Another challenge is sales – you can’t run a business without clients, and you can’t attract clients without putting some effort into prospecting.
“I had to become a salesperson. I didn’t realise that at first. I could do the CFO work, but I had to get clients in. I struggled with the mindset and strategy around it.
“A business coach helped me shift my perspective, seeing sales as relationship-building rather than a ‘used-car salesman’ approach.”
The Pros and Cons of Being a Fractional CFO
There’s a lot to love about going out on your own, says Petty, but it’s not without its unique challenges.
“I love the flexibility,” she says. “ I work more from home, visit clients when needed, and set my own hours. I don’t feel guilty about leaving in the middle of the day for an appointment or picking up my son from school. I work around my life rather than the other way around.”
She also enjoys the variety. “Instead of working with one business, I work with several. Each has its own challenges, personalities, and opportunities. That keeps things interesting.”
On the flip side though, running a business comes with financial uncertainty. “You’re building a business, and there’s a finite number of hours you can work. I spend three days a week on client work and two on business development. But I need to shift that so I can grow the business. Eventually, I’ll need to hire other CFOs to help.”
Despite this, Petty sees great financial potential. “I’ve doubled my revenue for the last three months. There’s so much interest because small businesses need this skill set but struggle to find it. It takes time, but I’m confident it will be financially rewarding.”
What is a Fractional CFO, and Why Are They in Demand?
The term ‘fractional CFO’ is often used interchangeably with ‘virtual CFO’ and sometimes even ‘interim CFO, but Sarah says there are some distinctions.
“An interim CFO usually covers a full-time role temporarily, while a virtual or fractional CFO works with multiple clients on a part-time basis. Fractional CFOs may work remotely or in person.”
Petty says many business owners, particularly in Australia, misunderstand what the role actually entails.
“Some people think a virtual CFO is a bookkeeper or tax accountant. But those roles are different. Generally, A bookkeeper records past transactions, and a tax accountant ensures compliance. I help businesses look forward—forecasting, growth planning, funding strategies, and financial decision-making.”
The Future of Fractional CFOs
While the fractional CFO model is well-established in the US and Europe, it remains a growing sector in Australia. But there’s increasing interest.
“One of my biggest marketing challenges is educating clients on the value of a fractional CFO,” Petty says. “Many think they only need one if they’re in financial distress. But the best time to engage a CFO is when you’re planning for growth.”
With businesses increasingly seeking flexible, high-level financial expertise, the demand for fractional CFOs is expected to rise. “Small businesses need strategic financial guidance, but not all can afford a full-time CFO. The fractional model fills that gap.”
There’s also a space for Fractional CFOs in larger firms too, supporting the wider finance team, though these opportunities are fewer.

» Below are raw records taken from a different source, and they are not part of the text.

PR #347, opened 2023-08-09
Create endpoint to generate fake data

StuAA78:
For prototype and test purposes we want to be able to generate realistic-looking fake data. We therefore create an endpoint to do this.

### DIFF
--- a/app/controllers/data/data.controller.js
+++ b/app/controllers/data/data.controller.js
@@ -8,6 +8,7 @@
 const Boom = require('@hapi/boom')
 
 const ExportService = require('../../services/data/export/export.service.js')
+const MockService = require('../../services/data/mock/mock.service.js')
 const SeedService = require('../../services/data/seed/seed.service.js')
 const TearDownService = require('../../services/data/tear-down/tear-down.service.js')
 
@@ -20,6 +21,17 @@ async function exportDb (_request, h) {
   ExportService.go()
 
   return h.response().code(204)
+}
+
+async function mock (request, h) {
+  try {
+    const { type, id } = request.params
+    const mockData = await MockService.go(type, id)
+
+    return h.response(mockData)
+  } catch (error) {
+    return Boom.badImplementation(error.message)
+  }
 }
 
 async function seed (_request, h) {
@@ -44,6 +56,7 @@ async function tearDown (_request, h) {
 
 module.exports = {
   exportDb,
+  mockData: mock,
   seed,
   tearDown
 }
--- a/app/controllers/data/data.controller.js
+++ b/app/controllers/data/data.controller.js
@@ -22,14 +22,10 @@ async function exportDb (_request, h) {
 }
 
 async function mock (request, h) {
-  try {
-    const { type, id } = request.params
-    const mockData = await MockService.go(type, id)
+  const { type, id } = request.params
+  const mockData = await MockService.go(type, id)
 
-    return h.response(mockData)
-  } catch (error) {
-    return Boom.badImplementation(error.message)
-  }
+  return h.response(mockData)
 }
 
 async function seed (_request, h) {
--- a/app/presenters/data/mock-bill-run.presenter.js
+++ b/app/presenters/data/mock-bill-run.presenter.js
@@ -1,0 +1,205 @@
+'use strict'
+
+/**
+ * Formats the response for the GET `/data/mock/{bill-run}` endpoint
+ * @module MockBillRunPresenter
+ */
+
+const { formatAbstractionPeriod, formatLongDate, formatNumberAsMoney } = require('../base.presenter.js')
+
+function go (billingBatch) {
+  const {
+    billingInvoices,
+    billRunNumber,
+    createdAt,
+    fromFinancialYearEnding,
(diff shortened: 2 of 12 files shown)


app/controllers/data/data.controller.js
```diff
@@ -44,6 +56,7 @@ async function tearDown (_request, h) {
 
 module.exports = {
   exportDb,
+  mockData: mock,
```
StuAA78, line 59: Do we want to rename our `mock` function to be `mockData` instead of aliasing it in the exports?

app/presenters/data/mock-bill-run.presenter.js
```diff
@@ -0,0 +1,205 @@
+'use strict'
+
+/**
+ * Formats the response for the GET `/data/mock/{bill-run}` endpoint
+ * @module MockBillRunPresenter
+ */
+
+const { convertPenceToPounds, formatAbstractionPeriod, formatLongDate, formatNumberAsMoney } = require('../base.presenter.js')
```
StuAA78, line 8: This line is just a little too long and should probably be split up.

app/presenters/data/mock-bill-run.presenter.js
```diff
@@ -0,0 +1,205 @@
...
+  return {
+    dateCreated: formatLongDate(createdAt),
+    status,
+    region: region.name,
+    type,
+    chargeScheme: scheme === 'sroc' ? 'Current' : 'Old',
+    transactionFile,
+    billRunNumber,
+    financialYear: `${fromFinancialYearEnding} to ${toFinancialYearEnding}`,
+    debit: formatNumberAsMoney(convertPenceToPounds(netTotal)),
```
StuAA78, line 34: We do `formatNumberAsMoney(convertPenceToPounds())` in several places. Do we want to break it out into a function of its own, `_formatPenceAsPounds()` or something?

app/presenters/data/mock-bill-run.presenter.js
```diff
@@ -0,0 +1,205 @@
...
+}
+
+function _formatChargePurposes (chargePurposes) {
+  return chargePurposes.map((chargePurpose) => {
+    const {
+      purposesUse,
+      abstractionPeriodStartDay: startDay,
+      abstractionPeriodStartMonth: startMonth,
+      abstractionPeriodEndDay: endDay,
+      abstractionPeriodEndMonth: endMonth,
```
StuAA78, line 189: Do we need to alias these seeing as we're passing them to a function and not using them directly? Or do we want to keep that cos if we don't alias them, our call to the function would be too big for one line?

app/services/data/mock/generate-bill-run.service.js
```diff
@@ -0,0 +1,190 @@
...
+  if (!billingBatch) {
+    throw new Error('No matching bill run exists')
+  }
+
+  _mockBillingInvoices(billingBatch.billingInvoices)
+
+  return _response(billingBatch)
+}
+
+async function _fetchBillingBatch (id) {
```
StuAA78, line 24: Not 100% certain this needs to be `async` seeing as it returns a query, and it's the returned query that we `await`; but not going to quibble over it!

app/services/data/mock/generate-bill-run.service.js
```diff
@@ -0,0 +1,190 @@
...
+/**
+ * Generates a mock bill run based on a real one
+ * @module GenerateBillRunService
+ */
+
+const BillingBatchModel = require('../../../models/water/billing-batch.model.js')
+const GenerateMockDataService = require('./generate-mock-data.service.js')
+const MockBillRunPresenter = require('../../../presenters/data/mock-bill-run.presenter.js')
+
+async function go (id) {
```
StuAA78, line 12: Do we need some brief docs here?

app/services/data/mock/generate-bill-run.service.js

For those who are interested in the Fractional CFO lifestyle, without the pressure of running their own business, working for an existing Fractional CFO firm, such as Olive Business Partners is a good option.

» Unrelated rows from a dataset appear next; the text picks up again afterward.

PR #351, opened 2023-08-11
Create authentication plugin

StuAA78:
https://eaflood.atlassian.net/browse/WATER-4085

We implement `AuthenticationPlugin` to authenticate users. This is purely intended for use by frontend routes, ie. those where a request is passed from the UI to the system. 

> Note that you will need to add `COOKIE_SECRET` to your `.env` file. This should have the same value as `COOKIE_SECRET` in your UI's `.env`.

The plugin creates an authentication strategy `session` which implements the `cookie` auth scheme.

The main bit of authentication is done by the strategy before our validation handler runs. It checks that the `sid` cookie passed on from the UI is valid, and if not it redirects the user to `/signin`.

If the cookie is valid then the plugin's validation handler calls on `AuthenticationService` to do its own authentication, which in turn makes use of `FetchUserRolesAndGroupsService` to fetch user data from the IDM.

`AuthenticationService` resolves to an object populated with the data from `FetchUserRolesAndGroupsService`, which the `AuthenticationPlugin` passes on to the underlying auth strategy:

- `isValid` boolean is set `true` if the user exists in the IDM, or `false` if they don't. The auth strategy makes use of this to reject the request with a 403 error if it's set to `false`.
- The `credentials` object is populated with the `user`, `groups` and `roles` which were fetched from the IDM. At present we intend to make use of `user` to read things like the user's email address; at present the `groups` and `roles` are simply "nice to have", although this may change in future.
- `credentials` is also populated with an array named `scope`, which contains the names of the roles the user has (which it gets from the `role` property of each role object). `credentials.scope` is used by hapi for authentication; if a route has `options.auth.strategy.scope` with an array of scopes then hapi will reject requests if the user's `credentials.scope` does not contain at least one of those strings. In other words, putting one or more role names into a route's `options.auth.strategy.scope` will prevent requests if the user doesn't have at least one of the roles. More details on scope can be found in the [hapi docs](https://hapi.dev/api/?v=21.3.2#-routeoptionsauthaccessscope).

If authentication succeeds, the auth strategy will populate `request.auth` with `credentials` amongst other things; see the [hapi docs](https://hapi.dev/api/?v=21.3.2#-requestauth) for more details. This means for example that we can access the user's email via `request.auth.credentials.user.userName`.


app/services/idm/fetch-user-roles-and-groups.service.js
```diff
@@ -16,11 +16,12 @@ const UserModel = require('../../models/idm/user.model.js')
  * This service looks up the user in the `idm` (identity management) schema and returns a combined array of all roles
  * (deduped in case the user is given the same role multiple times; for example, by being assigned a role directly, then
  * later added to a group which also includes that role). It also returns an array of groups that the user is a member
- * of.
+ * of, along with `userFound` to explicitly indicate whether or not the user id exists.
  *
  * @param {Number} userId The user id to get roles and groups for
  *
  * @returns {Object} result The resulting roles and groups
+ * @returns {UseModel[]} result.user Returns the UserModel representing the user, or `null` if the user is not found
```
Cruikshanks, line 24: I found something! Think the JSDoc just needs tweaking as `result.user` is a single object rather than an array.

```suggestion
 * @returns {UseModel} result.user Returns the UserModel representing the user, or `null` if the user is not found
```

app/services/plugins/authentication.service.js
```diff
@@ -0,0 +1,43 @@
...
+ * Used by `AuthenticationPlugin` to authenticate and authorise users
+ * @module AuthenticationService
+ */
+
+const FetchUserRolesAndGroupsService = require('../idm/fetch-user-roles-and-groups.service.js')
+
+/**
+ * This service is intended to be used by our `AuthenticationPlugin` to authenticate and authorise users.
+ *
+ * We take a user id and look it up in the `idm` table using `FetchUserRolesAndGroupsService`. This gives us a user
```
Cruikshanks, line 13: I think this is what you mean. 🤔 

```suggestion
 * We take a user id and look it up in the `idm` schema using `FetchUserRolesAndGroupsService`. This gives us a user
```

Cruikshanks (changes requested):
Had a good look through and I can only find some possible tweaks needed to the JSDoc comments.

app/services/idm/fetch-user-roles-and-groups.service.js
StuAA78: Good catch! And I notice I missed the `r` out of `UserModel` too! 🙄

Cruikshanks (approved):

Cruikshanks (approved):

PR #354, opened 2023-08-15
Add Got retry hook to log when retries happen

Cruikshanks:
https://eaflood.atlassian.net/browse/WATER-4083

We had an issue with the Midlands SROC supplementary bill run. It would error and when checking the logs we found it was because the [charging-module-api](https://github.com/DEFRA/sroc-charging-module-api) was rejecting a `POST /transaction` request.

```json
{
  "result": {
    "succeeded": false,
    "response": {
      "statusCode": 409,
      "body": {
        "statusCode": 409,
        "error": "Conflict",
        "message": "A transaction with Client ID 'ebee5d48-3191-4615-b86a-5bebb9026bfe' for Regime 'wrls' already exists.",
        "clientId": "ebee5d48-3191-4615-b86a-5bebb9026bfe"
      }
    }
  }
}
```

But this should be impossible. We generate the ID's during the bill run. If the bill run errors all transaction records get deleted. We then found a second attempt to run the bill run succeeded.

We've been unable to replicate the failed scenario but have a working theory. We believe a `POST /transaction` request is failing due to a timeout. That doesn't mean the CHA didn't receive the request, just that [Got](https://github.com/sindresorhus/got) timed out waiting for it. We have it configured to automatically retry these. So, in this scenario, the CHA receives the first request and creates the transaction but **Got** times out. It then sends the same request a second time, by which point the record already exists in the CHA so it rejects it.

To confirm this, and see when **Got** is retrying this change adds a new [beforeRetry](https://github.com/sindresorhus/got/blob/main/documentation/9-hooks.md#beforeretry) hook to the **Got** instance we create. In it, we can log that a retry has taken place and details about it.

### DIFF
--- a/app/lib/request.lib.js
+++ b/app/lib/request.lib.js
@@ -46,33 +46,6 @@ function _beforeRetryHook (error, retryCount) {
   global.GlobalNotifier.omg('Retrying HTTP request', { error, retryCount })
 }
 
-async function _sendRequest (method, url, additionalOptions) {
-  const got = await _importGot()
-  const result = {
-    succeeded: false,
-    response: null
-  }
-
-  try {
-    const options = _requestOptions(additionalOptions)
-
-    result.response = await got[method](url, options)
-
-    // If the result is not 2xx or 3xx Got will mark the result as unsuccessful using the response object's `ok:`
-    // property
-    result.succeeded = result.response.ok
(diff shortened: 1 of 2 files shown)


Jozzey (approved):
👍🏼

PR #359, opened 2023-08-16
Implement TwoPartService 'friendly' response

Cruikshanks:

We have our `TwoPartService` which is our spike on coming up with a working two-part tariff matching algorithm. But the data it matches has issues

- there is _lots_ of it. The records have numerous fields and many are JSONB which means when presented they expand out even more
- for 'reasons' few of the tables and hence the entity names match what you see in the UI

Reducing the amount of data output to just the key elements will help when assessing whether a match is right. And as you'll generally have the UI open and the relevant record up it would _really_ help if the response matched what you saw on screen.

So, we have created a `FriendlyResponseService`. We fully intend to delete it once we have confirmation the matching algorithm is good. This is our excuse for why it looks horrendous and has no tests!

But it means the default response from our `/check` endpoint will make it a lot easier to assess the critical bit; the matching algorithm.

### DIFF
--- a/app/controllers/check/check.controller.js
+++ b/app/controllers/check/check.controller.js
@@ -5,18 +5,12 @@
  * @module CheckController
  */
 
-const Boom = require('@hapi/boom')
-
 const CheckTwoPartService = require('../../services/check/two-part.service.js')
 
 async function twoPart (request, h) {
-  try {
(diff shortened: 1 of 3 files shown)


Cruikshanks:
SonarCloud is perfectly right to call out the lack of unit tests for this one. But as I stated, I hand on heart promise this will be deleted before two-part tariff billing goes live! 😁

PR #360, opened 2023-08-16
Get Return Status as part of Matching Algorithm

Jozzey:
https://eaflood.atlassian.net/browse/WATER-4081

As a billing and data user, I need the status of the returns to be assessed.

Once the charge element is matched to a return, the next step is to assess the status of the return, so that the relevant volumes and status can be recorded or error recorded.

This PR adds a new `returnStatus` array to the `chargeVersions` object displaying the unique statuses of the returns matched to the charge version.


Cruikshanks (changes requested):
Just a really minor tweak if its ok @Jozzey

Cruikshanks (approved):

PR #375, opened 2023-08-24
Add automatic payload cleaning

Cruikshanks:

We really should have added this when working on supplementary billing. But now we are building a new endpoint to handle changing the address for a billing account we really need it.

We'll get into why we need to build a new endpoint when we start adding the code for it. But there are a series of changes we need to make in preparation.

The first of these is to implement automatic payload cleaning. This is something we did in the [Charging Module API](https://github.com/DEFRA/sroc-charging-module-api). By cleaning payloads automatically when they come in, we avoid polluting the [Joi](https://joi.dev/) schemas and our controllers with lots of calls to `trim()` or checks to see if something is `null` or `undefined`.

By cleaning we mean removing empty, null or undefined properties and then removing extraneous whitespace from the values left. It also handles sanitizing values to protect us from things like [cross-site scripting](https://owasp.org/www-community/attacks/xss/).

With this in place, controllers can get on and use `request.payload` without having to do any of these other checks.


Jozzey (commented):
Since we are shackled to Hapi it looks like we may be able to achieve the same outcome using the `disinfect` plugin https://www.npmjs.com/package/disinfect

What do you think?

Cruikshanks:
Ok @Jozzey . As discussed I took a look at **Disinfect** in https://github.com/DEFRA/water-abstraction-system/pull/377 . I could have lived with still having to trim whitespace from values. But the incorrect translation of integers and some boolean values to strings means we need to pass on it.

> Pause whilst I go to check what package it uses for sanitizing to see if we could use it

😱😱😱😱😱

Right! Definitely passing on **Disinfect** because guess what it uses? [sanitizer](https://github.com/theSmaw/Caja-HTML-Sanitizer) !!!!

Jozzey (approved):

PR #392, opened 2023-08-30
Create `FetchUserRolesAndGroupsService`

StuAA78:
https://eaflood.atlassian.net/browse/WATER-4085

We create a service `FetchUserRolesAndGroupsService` to look up a user in the `idm` schema and return the roles and groups assigned to them.

Roles are assigned as follows:
- Users can have roles assigned to them in the `user_roles` table
- Users can have groups assigned to them in the `user_groups` table
  - Groups have one or more roles assigned to them in the `group_roles` table

We want to collate all roles, no matter how they're assigned, and return the resulting list, along with the groups the user belongs to.


test/models/idm/group.model.test.js
```diff
@@ -19,16 +27,142 @@ describe('Group model', () => {
...
+      })
+
+      it('can successfully run a related query', async () => {
+        const query = await GroupModel.query()
+          .innerJoinRelated('users')
+
+        expect(query).to.exist()
+      })
+
+      it('can eager load the roles', async () => {
```
Cruikshanks, line 153:
```suggestion
      it('can eager load the users', async () => {
```

Cruikshanks (changes requested):
Just copy & paste typo. Other than that all gravy!

Cruikshanks (approved):

PR #395, opened 2023-08-30
Add new CHA create customer change presenter

Cruikshanks:

We are working on migrating the change billing account address functionality from the legacy code to this project. A key part of this is being able to tell the [Charging Module API](https://github.com/DEFRA/sroc-charging-module-api) about the change!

It’s also the next step for Petty as she continues to increase her client work.
“I’d love to bring some other CFOs on board to help with that client work. And I’d love to see my clients continue to grow and evolve their businesses as well.

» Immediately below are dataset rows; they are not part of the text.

PR #400, opened 2023-09-01
Add new Billing Account change address service

Cruikshanks:

We are working on migrating the change billing account address functionality from the legacy code to this project. This change is the final part of the backend logic!

In this change, we add the `ChangeAddressService`. It will be responsible for orchestrating the change address process; letting the [Charging Module API](https://github.com/DEFRA/sroc-charging-module-api) know about the change and updating our own DB.

It then needs to generate a response that the [water-abstraction-ui](https://github.com/DEFRA/water-abstraction-ui) will understand so it can complete the journey for the user. We're making those changes in [Send change address requests to system in future](https://github.com/DEFRA/water-abstraction-ui/pull/2423).


Cruikshanks:
Just need PR #404 to be merged then the tests should pass and this will be ready to go.

Cruikshanks:
@Jozzey @Beckyrose200 @StuAA78 This is a big one and I've broken out as much as I could into other PR's. So, if you need me to walk through it before you review do let me know.

app/services/billing-accounts/change-address.service.js
```diff
@@ -0,0 +1,340 @@
...
+
+async function _patchExistingInvoiceAccountAddressEndDate (trx, invoiceAccountId, timestamp) {
+  // The timestamp represents the current date and time we're making this change, i.e. today. So, the new invoice
+  // account address will start from today. To show that the old record is no longer current, we need to set its
+  // `endDate` to be today - 1 (yesterday). The following works it all out even if we're over a month or year boundary
+  // and no moment() in sight! Thanks to https://stackoverflow.com/a/1296374 for how to do this
+  const endDate = new Date()
+  endDate.setDate(timestamp.getDate() - 1)
+
+  return InvoiceAccountAddressModel.query(trx)
```
StuAA78, line 151: Do we need to use `return` here seeing as we don't use the return value?
```suggestion
  await InvoiceAccountAddressModel.query(trx)
```

app/services/billing-accounts/change-address.service.js
```diff
@@ -0,0 +1,340 @@
...
+ * (end date is null).
+ *
+ * The object we return has all 3 entities whether they were persisted or not. This gets passed back to the UI via
+ * the controller and is what it needs to then be able to redirect the user to the correct page.
+ *
+ * @param {Date} timestamp the timestamp to be used for any date created or updated values when persisting
+ * @param {module:InvoiceAccountModel} invoiceAccount the invoice (billing) account having its address changed
+ * @param {module:AddressModel} address the new address to be persisted (expected to be populated)
+ * @param {module:CompanyModel} company the new agent company to be persisted (not expected to be populated)
+ * @param {module:ContactModel} contact the new contact to be persisted (not expected to be populated)
```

“It’s still a great option if you’re interested in a virtual CFO role, but you don’t want to do the sales and marketing side of the business.”
Petty’s journey demonstrates that with the right mindset, network, and strategy, transitioning from corporate finance to a fractional CFO business can be both rewarding and lucrative. As more businesses recognise the value of this model, the role of the fractional CFO is set to become an integral part of the financial landscape.